▶

PR #698, opened 2024-03-20
ci: add swagger check

heronimus:
Closes: WORLD-925

## Overview

Do Swagger specs check to make sure it doesn't change.

## Brief Changelog

- Add `make swagger-check`: perform a diff check between the existing and newly generated swagger specs from the latest changes.
- Add `make swaggo-install`: install swag-cli to generate swagger specs files.
- Add CI action to execute swagger-check on PR event. 
- Fix swaggo annotation issue on function with multiple API operations (`cardinal/server/handler/tx.go`, `PostTransaction`) 
--> Swaggo supports multiple `@Router` on a single function, but multiple defined annotations like `@Summary`, and `@Accept`,`@Produce` with same value causing a double and overridden and invalid swagger specification format. 
(I put the details in the review comments below https://github.com/Argus-Labs/world-engine/pull/698#discussion_r1532703826)

## Testing and Verifying

- Run `make swagger-check` locally, it will create temporary generated swagger files at `.tmp/swagger` directory, then do a comparison vs existing swagger spec files on `cardinal/server/docs/swagger.json`.
- If no changes are detected, the command will exit and print `swagger-diff: no changes detected`.
- If changes are detected, it will return an error message indicating the difference.

--> Example when an endpoint is missing & request params is different:

image

### DIFF
--- a/cardinal/server/handler/tx.go
+++ b/cardinal/server/handler/tx.go
@@ -31,24 +31,21 @@ type Transaction = sign.Transaction
 // PostTransaction godoc
 //
 //	@Summary		Submit a transaction to Cardinal
-//	@Description	Submit a transaction to Cardinal
+//	@Description	Submit a transaction to Cardinal / Create a Persona transaction to Cardinal
 //	@Accept			application/json
 //	@Produce		application/json
-//	@Param			txType	path		string	true	"label of the transaction that wants to be submitted"
-//	@Success		200		{object}	PostTransactionResponse
-//	@Failure		400		{string}	string	"Invalid transaction request"
+//	@Success		200	{object}	PostTransactionResponse
+//	@Failure		400	{string}	string	"Invalid transaction request"
+//
+// PostTransaction with label godoc
+//
 //	@Router			/tx/game/{txType} [post]
+//	@Param			txType	path	string	true	"label of the transaction that wants to be submitted"
 //
 // PostTransaction with Persona godoc
 //
-//	@Summary		Create a Persona transaction to Cardinal
-//	@Description	Create a Persona transaction to Cardinal
-//	@Accept			application/json
-//	@Produce		application/json
-//	@Param			txBody	body		Transaction	true	"Transaction details"
-//	@Success		200		{object}	PostTransactionResponse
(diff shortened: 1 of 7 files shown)


cardinal/server/handler/tx.go
```diff
@@ -31,24 +31,21 @@ type Transaction = sign.Transaction
...
-//	@Summary		Create a Persona transaction to Cardinal
-//	@Description	Create a Persona transaction to Cardinal
-//	@Accept			application/json
-//	@Produce		application/json
-//	@Param			txBody	body		Transaction	true	"Transaction details"
-//	@Success		200		{object}	PostTransactionResponse
-//	@Failure		400		{string}	string	"Invalid transaction request"
 //	@Router			/tx/persona/create-persona [post]
+//	@Param			txBody	body	Transaction	true	"Transaction details"
 func PostTransaction(
```
heronimus, line 49: FYI: I made these changes here to fix issue this swaggo issue:

Swaggo supports multiple `@Router` on a single function like the `PostTransaction` function here 
but multiple defined annotations like `@Summary`, and `@Accept`, `@Produce` with same value causing a double, overridden, and invalid swagger specification format.

- The swagger-diff checker complains about these duplicated array values:
```
swagger.json is not a valid Swagger specification:
- The property '#/paths//tx/game/{txType}/post/produces' contained duplicated array values
- The property '#/paths//tx/game/{txType}/post/consumes' contained duplicated array values
```
image

- `@Sumarry` for `/tx/game/{txType}` router getting overridden by `/tx/persona/create-persona` 
example when importing it in Postman:
image


The proposed fix:
- remove duplicate `@Accept` `@Produce` annotation from `PostTransaction` function
- use generic `@Summary` values that can describe `/tx/game/{txType}`  and `/tx/persona/create-persona`, so it less confusing than being `/tx/game` described as create-persona.

**There's an alternative workaround by creating an additional function wrapper, but I don't think that necessary for this swagger use case --> https://github.com/swaggo/swag/issues/1095#issuecomment-1489594724

technicallyty (approved):
LGTM

namrapatel (approved):

PR #699, opened 2024-03-21
fix: nakama verifier reads only create persona results 

namrapatel:
Closes: WORLD-836

Fixes the issue where the Nakama Verifier was reading all receipts as CreatePersonaResults by reading the `success` key in the Result struct by adding a `type` key to the Result struct that can be used for all Cardinal Internal receipts.

e2e tests broken, debugging...


technicallyty:
closing as stale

◀

YOUR ASSIGNMENT
Return the records in full. Omit nothing.

ANSWER TO THIS PROBLEM
PR #698, opened 2024-03-20
ci: add swagger check

heronimus:
Closes: WORLD-925

## Overview

Do Swagger specs check to make sure it doesn't change.

## Brief Changelog

- Add `make swagger-check`: perform a diff check between the existing and newly generated swagger specs from the latest changes.
- Add `make swaggo-install`: install swag-cli to generate swagger specs files.
- Add CI action to execute swagger-check on PR event. 
- Fix swaggo annotation issue on function with multiple API operations (`cardinal/server/handler/tx.go`, `PostTransaction`) 
--> Swaggo supports multiple `@Router` on a single function, but multiple defined annotations like `@Summary`, and `@Accept`,`@Produce` with same value causing a double and overridden and invalid swagger specification format. 
(I put the details in the review comments below https://github.com/Argus-Labs/world-engine/pull/698#discussion_r1532703826)

## Testing and Verifying

- Run `make swagger-check` locally, it will create temporary generated swagger files at `.tmp/swagger` directory, then do a comparison vs existing swagger spec files on `cardinal/server/docs/swagger.json`.
- If no changes are detected, the command will exit and print `swagger-diff: no changes detected`.
- If changes are detected, it will return an error message indicating the difference.

--> Example when an endpoint is missing & request params is different:

image

### DIFF
--- a/cardinal/server/handler/tx.go
+++ b/cardinal/server/handler/tx.go
@@ -31,24 +31,21 @@ type Transaction = sign.Transaction
 // PostTransaction godoc
 //
 //	@Summary		Submit a transaction to Cardinal
-//	@Description	Submit a transaction to Cardinal
+//	@Description	Submit a transaction to Cardinal / Create a Persona transaction to Cardinal
 //	@Accept			application/json
 //	@Produce		application/json
-//	@Param			txType	path		string	true	"label of the transaction that wants to be submitted"
-//	@Success		200		{object}	PostTransactionResponse
-//	@Failure		400		{string}	string	"Invalid transaction request"
+//	@Success		200	{object}	PostTransactionResponse
+//	@Failure		400	{string}	string	"Invalid transaction request"
+//
+// PostTransaction with label godoc
+//
 //	@Router			/tx/game/{txType} [post]
+//	@Param			txType	path	string	true	"label of the transaction that wants to be submitted"
 //
 // PostTransaction with Persona godoc
 //
-//	@Summary		Create a Persona transaction to Cardinal
-//	@Description	Create a Persona transaction to Cardinal
-//	@Accept			application/json
-//	@Produce		application/json
-//	@Param			txBody	body		Transaction	true	"Transaction details"
-//	@Success		200		{object}	PostTransactionResponse
(diff shortened: 1 of 7 files shown)


cardinal/server/handler/tx.go
```diff
@@ -31,24 +31,21 @@ type Transaction = sign.Transaction
...
-//	@Summary		Create a Persona transaction to Cardinal
-//	@Description	Create a Persona transaction to Cardinal
-//	@Accept			application/json
-//	@Produce		application/json
-//	@Param			txBody	body		Transaction	true	"Transaction details"
-//	@Success		200		{object}	PostTransactionResponse
-//	@Failure		400		{string}	string	"Invalid transaction request"
 //	@Router			/tx/persona/create-persona [post]
+//	@Param			txBody	body	Transaction	true	"Transaction details"
 func PostTransaction(
```
heronimus, line 49: FYI: I made these changes here to fix issue this swaggo issue:

Swaggo supports multiple `@Router` on a single function like the `PostTransaction` function here 
but multiple defined annotations like `@Summary`, and `@Accept`, `@Produce` with same value causing a double, overridden, and invalid swagger specification format.

- The swagger-diff checker complains about these duplicated array values:
```
swagger.json is not a valid Swagger specification:
- The property '#/paths//tx/game/{txType}/post/produces' contained duplicated array values
- The property '#/paths//tx/game/{txType}/post/consumes' contained duplicated array values
```
image

- `@Sumarry` for `/tx/game/{txType}` router getting overridden by `/tx/persona/create-persona` 
example when importing it in Postman:
image


The proposed fix:
- remove duplicate `@Accept` `@Produce` annotation from `PostTransaction` function
- use generic `@Summary` values that can describe `/tx/game/{txType}`  and `/tx/persona/create-persona`, so it less confusing than being `/tx/game` described as create-persona.

**There's an alternative workaround by creating an additional function wrapper, but I don't think that necessary for this swagger use case --> https://github.com/swaggo/swag/issues/1095#issuecomment-1489594724

technicallyty (approved):
LGTM

namrapatel (approved):

PR #699, opened 2024-03-21
fix: nakama verifier reads only create persona results 

namrapatel:
Closes: WORLD-836

Fixes the issue where the Nakama Verifier was reading all receipts as CreatePersonaResults by reading the `success` key in the Result struct by adding a `type` key to the Result struct that can be used for all Cardinal Internal receipts.

e2e tests broken, debugging...


technicallyty:
closing as stale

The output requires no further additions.